5. Avoid Statements as Questions

James calls these “upticks”. When one raises the pitch at the end of what should be a statement and phrases it instead as a question. This one is a subtle credibility killer. The raising of your voice can communicate a lack of confidence in your ideas and message. Much of our credibility comes from an ability to phrase ideas assertively and with confidence.

6. Avoid Doublespeak

The term doublespeak was first introduced in George Orwell’s 1984. Doublespeak is language that deliberately seeks to distort and confuse meaning. The purpose is to often make difficult truths more palatable (aka, lying by omission). James refers to these as weasel words–no one trusts a weasel. One of the biggest challenges of strong persuasion is presenting ideas as they are, no matter how ugly or difficult.

7. Avoid Blaming your Audience

Placing blame on the audience by way of a “fake apology” (I’m sorry you didn’t get the point) is disingenuous . It also shows a lack of empathy for your audience, a definite necessity of a credible speaker.

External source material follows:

PR #136, opened 2024-05-15
feat(mpz-common): multi-threaded executor

sinui0:
This PR implements a multi-threaded executor which utilizes a multiplexed connection to support forking.

~~It is currently limited to executing 2 futures concurrently, but we can expand this as needed.~~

8. Avoid Useless Information

Often times, when we don’t know what we are talking about, we rely on information overload–a barrage of mostly useless (to the audience) information that works to actually increase anxiety in most speakers. Focus on audience relevance and audience centeredness to ensure your information is useful.

What is your biggest credibility pet peeve? Take the poll and compare your results to other readers.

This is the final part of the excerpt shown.